***** Excerpted data

Issue #4319, opened 2025-04-30
REGRESSION:  Back to an event list from an event requires a manual refresh now.


Simpler1:
**Describe Your Environment**
- Version of ZoneMinder: 1.37.66 (latest commit: b357ce52aa6397818ff1d8c362122fbc8f6e3df5)
- How you installed ZoneMinder: Docker: zoneminder-containers/zoneminder-base with eventserver-base
- Full name and version of OS: Linux Mint 20.3 Cinnamon
- Browser name and version: Chromium: Version 130.0.6690.0 (Official Build) stable (64-bit)

**Describe the bug**
Some change was made between the following two commits: (It's been a month and a half since I've updated)
cd914f885dda2dee5675401e065a6cb791d3267e on March 3, 2025
b357ce52aa6397818ff1d8c362122fbc8f6e3df5 on April 22, 2025
When clicking on an event from a list of events and then clicking the back button (in the top left of the UI), the list of events would always display.  Now, it just shows the header with no list.  I have to manually refresh the page (F5) to get the list to reappear.

**To Reproduce**
1. Go to any list of events
2. Click on an event
3. Click on the left arrow in the top left of the UI
4. Notice that the list is not displayed
5. Manually refresh the page by pressing F5
6. Notice that the list appears.

**Expected behavior**
A manual refresh should not be required after backing out of an event.

@IgorA100

IgorA100:
Chromium 109.0.5414.120 & Win 8.1 I can't reproduce the problem.
As far as I remember, I didn't have any problems with the newer Chromium on Win 10 either.
Maybe the problem is only in Linux? or in some ZM settings.
You don't have a chance to check in Windows?
I don't have any computers with Linux at the moment :(

Simpler1:
I've verified the problem on Android 14 with Chrome also.   The problem
doesn't occur on Android 14 with Firefox.

IgorA100:
Android 10 & Chrome 135.0.07049 no problem found :(
Probably the problem is related to caching. But the strange thing is that everything is read from the cache except DataTable.
I need to somehow reproduce this problem on my own....

IgorA100:
Can I get a screenshot including console?

IgorA100:
@Simpler1 
Try to remove the function "window.addEventListener('beforeunload', function(event) {" in the skin.js file
Will your problem remain or will everything be fine?

Simpler1:
Removing that function seems to have fixed the problem.

[...]

PR #4470, opened 2025-11-25
Fix Issue #4319

Simpler1:
Removing these lines fixes issue #4319.

### DIFF
--- a/web/skins/classic/js/skin.js
+++ b/web/skins/classic/js/skin.js
@@ -2108,12 +2108,6 @@ function initPageGeneral() {
         // If flex-grow is set to a value > 0 then "height" will be ignored!
         mainContentJ.css({flex: "0 1 auto"});
       }
-
-      mainContentJ.animate({height: 0}, 300, function rollupBeforeunloadPage() {
-        const btnCollapse = $j('body').find('#btn-collapse');
-        if (btnCollapse) btnCollapse.css({display: "none"});
-        mainContentJ.css({display: "none"});
-      });
     }
     //event.returnValue = '';
   });


IgorA100:
Removing the code is a very basic solution.
Probably the best option is to find the problem and fix it.
But I can't reproduce the problem to fix it.
This is just my personal opinion, and it may be wrong.

Simpler1:
Until you can fix the code, it's better to remove the problem.

IgorA100:
> Until you can fix the code

I have no idea how to fix the problem if I can't reproduce it.

Simpler1:
That's why we would remove the non-essential code until it works.

connortechnology:
The "non-essential" code exists to solve a very real problem, that we actually can reproduce.

It might be interesting to see if just removing the animate fixes the problem, while leaving the display:none lines.  The animate is not essential.

I can't imagine why those lines would affect content on another page.  And since it isn't happening to us, I don't think we need to do any knee-jerk actions.  

Can you test just without the animate but leaving the display: none ?

Simpler1:
> The "non-essential" code exists to solve a very real problem, that we actually can reproduce.
> 
> It might be interesting to see if just removing the animate fixes the problem, while leaving the display:none lines. The animate is not essential.
> 
> I can't imagine why those lines would affect content on another page. And since it isn't happening to us, I don't think we need to do any knee-jerk actions.
> 
> Can you test just without the animate but leaving the display: none ?

I wasn't aware that even some of this function was fixing another problem.  I've been running with this function removed for months and it's been working fine.  (I'm just tired of removing this function every time I update.)  What original problem should I be seeing when this function is removed?

Also, I'm not sure how to remove the animation and keep the display:none lines.  If you can provide some example lines to replace this function, I'll test.

Simpler1:
The animate seems to be the problem.  Here's an updated function (with the animate commented out) that works.  I'm not sure how to test the original problem since I don't know what it is/was.  

The "if" statement that was checking for btnCollapse always returns true, so it's not necessary.

Can you test this?
```
      mainContentJ
          // .animate({height: 0}, 300)
          .promise()
          .done(() => {
            $j('#btn-collapse').hide();
            mainContentJ.hide();
          });
```

Simpler1:
After some more testing (both desktop and mobile), I believe it behaves better with this function completely removed.  On both desktop and mobile, I use the buttons to apply tags and move to the previous/next event many times per day (on the order of 2000 times per day).  When this function is removed, the tag that gets applied is displayed for a fraction of a second so that I can confirm that it applied what I expected.  When this function is in place, the screen goes blank before the tag is displayed.
image

IgorA100:
> The "if" statement that was checking for btnCollapse always returns true, so it's not necessary.

This condition is mandatory! If you use the top menu, btnCollapse will be set to false!!!

IgorA100:
> Can you test this?

Why are you using "promise" in your code?
If the problem is only with the animation, you can use this code (there won't be any animation, of course):
`mainContentJ.hide();`
Without animation, there is no need to use "btnCollapse.css({display: "none"});" and it is not needed.

But I still can't understand why "beforeunload" is triggered twice and how to avoid it.

IgorA100:
Does the problem only occur when navigating from the Event page to the Events page?
Does the problem occur with other navigations (from the Event page to a page other than the Events page or to an Events page other than the Event page)?

connortechnology:
I think animation should probably be configurable. Not everyone wants animation effects.  I'll add a config flag for that.  

We do need to figure out the beforeunload running twice though.

IgorA100:
> We do need to figure out the beforeunload running twice though.

It might be related to "bfcache", or maybe something else. If I could reproduce the problem, I could probably solve it.

I'm curious to see if the code posted here: https://github.com/ZoneMinder/zoneminder/issues/4319#issuecomment-3616059147
solves the problem or not.

Simpler1:
> > The "if" statement that was checking for btnCollapse always returns true, so it's not necessary.
> 
> This condition is mandatory! If you use the top menu, btnCollapse will be set to false!!!

jQuery objects are always truthy, even if empty, so this condition doesn’t actually check existence. The code will run css() even if no element is found — but jQuery will safely no-op in that case.

Simpler1:
I found some very odd behavior testing...  I opened two tabs in the Chromium browser and ran the same filter in each tab.  I then selected the same event in each tab.  From each event, I pressed the back button in the UI.  One of the tabs displayed the table without a refresh.  The other required a refresh to display the table.   Not sure how to explain this.  I even started from a "Shift F5" on the events page to ensure that it forced a reload in both tabs.

IgorA100:
> I found some very odd behavior testing

I'm confused....

Does the problem only occur when navigating from the Event page to the Events page?
Does the problem occur with other navigations (from the Event page to a page other than the Events page or to an Events page other than the Event page)?

Simpler1:
> > I found some very odd behavior testing
> 
> I'm confused....
> 
> Does the problem only occur when navigating from the Event page to the Events page? Does the problem occur with other navigations (from the Event page to a page other than the Events page or to an Events page other than the Event page)?

Once the problem occurs in a browser tab, it continues to occur in that browser tab.
The problem occurs when using the "back" button (either in the UI or in the browser).
The problem has been seen going back from an event to events.
The problem has been seen going back from events to console.
The problem has been seen going back from events to filters.
The problem has been seen going forward from events to event.
The problem has been seen going forward from events to filters.

The problem never occurs when clicking the "Console" text button at the top of the screen.
The problem never occurs when clicking the "LIST MATCHES" button at the bottom of the Filters page.

Simpler1:
No longer relevant.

**********

Exercise description:
Please give only the number of lines above that contain the word "interesting".

Answer for the task:
2